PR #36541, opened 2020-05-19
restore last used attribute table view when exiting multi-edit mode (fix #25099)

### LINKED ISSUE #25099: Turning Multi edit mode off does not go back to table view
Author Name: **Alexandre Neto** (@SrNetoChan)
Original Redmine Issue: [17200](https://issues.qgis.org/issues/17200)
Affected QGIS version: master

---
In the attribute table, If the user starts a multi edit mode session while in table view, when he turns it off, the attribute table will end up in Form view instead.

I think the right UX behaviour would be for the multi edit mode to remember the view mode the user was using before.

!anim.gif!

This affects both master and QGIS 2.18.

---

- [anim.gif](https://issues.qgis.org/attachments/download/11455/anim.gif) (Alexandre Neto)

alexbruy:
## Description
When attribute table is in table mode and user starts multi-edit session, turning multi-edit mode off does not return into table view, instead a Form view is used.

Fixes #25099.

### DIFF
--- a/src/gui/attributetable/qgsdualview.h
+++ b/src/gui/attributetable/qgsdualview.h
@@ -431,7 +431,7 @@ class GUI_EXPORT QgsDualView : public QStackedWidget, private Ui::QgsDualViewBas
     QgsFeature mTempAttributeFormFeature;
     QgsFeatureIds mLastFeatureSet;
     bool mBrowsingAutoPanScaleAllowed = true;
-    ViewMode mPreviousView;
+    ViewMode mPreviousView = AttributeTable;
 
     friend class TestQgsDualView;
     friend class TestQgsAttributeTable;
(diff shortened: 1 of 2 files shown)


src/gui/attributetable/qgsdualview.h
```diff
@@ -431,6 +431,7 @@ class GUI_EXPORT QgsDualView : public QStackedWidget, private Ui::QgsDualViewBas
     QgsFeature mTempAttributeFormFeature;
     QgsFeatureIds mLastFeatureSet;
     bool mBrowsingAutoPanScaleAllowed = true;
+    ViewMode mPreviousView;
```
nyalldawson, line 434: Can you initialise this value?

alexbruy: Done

+ + + + +

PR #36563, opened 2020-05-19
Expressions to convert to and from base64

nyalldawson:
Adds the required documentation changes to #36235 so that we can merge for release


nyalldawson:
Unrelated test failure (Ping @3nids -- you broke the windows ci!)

+ + + + +

### What you will do:
Take the stretch of lines above from the one containing "Author Name: **Alexandre Neto** (@SrNetoChan)" through the one containing "alexbruy: Done" and repeat it exactly, adding no other line.

### Task answer:
Author Name: **Alexandre Neto** (@SrNetoChan)
Original Redmine Issue: [17200](https://issues.qgis.org/issues/17200)
Affected QGIS version: master

---
In the attribute table, If the user starts a multi edit mode session while in table view, when he turns it off, the attribute table will end up in Form view instead.

I think the right UX behaviour would be for the multi edit mode to remember the view mode the user was using before.

!anim.gif!

This affects both master and QGIS 2.18.

---

- [anim.gif](https://issues.qgis.org/attachments/download/11455/anim.gif) (Alexandre Neto)

alexbruy:
## Description
When attribute table is in table mode and user starts multi-edit session, turning multi-edit mode off does not return into table view, instead a Form view is used.

Fixes #25099.

### DIFF
--- a/src/gui/attributetable/qgsdualview.h
+++ b/src/gui/attributetable/qgsdualview.h
@@ -431,7 +431,7 @@ class GUI_EXPORT QgsDualView : public QStackedWidget, private Ui::QgsDualViewBas
     QgsFeature mTempAttributeFormFeature;
     QgsFeatureIds mLastFeatureSet;
     bool mBrowsingAutoPanScaleAllowed = true;
-    ViewMode mPreviousView;
+    ViewMode mPreviousView = AttributeTable;
 
     friend class TestQgsDualView;
     friend class TestQgsAttributeTable;
(diff shortened: 1 of 2 files shown)


src/gui/attributetable/qgsdualview.h
```diff
@@ -431,6 +431,7 @@ class GUI_EXPORT QgsDualView : public QStackedWidget, private Ui::QgsDualViewBas
     QgsFeature mTempAttributeFormFeature;
     QgsFeatureIds mLastFeatureSet;
     bool mBrowsingAutoPanScaleAllowed = true;
+    ViewMode mPreviousView;
```
nyalldawson, line 434: Can you initialise this value?

alexbruy: Done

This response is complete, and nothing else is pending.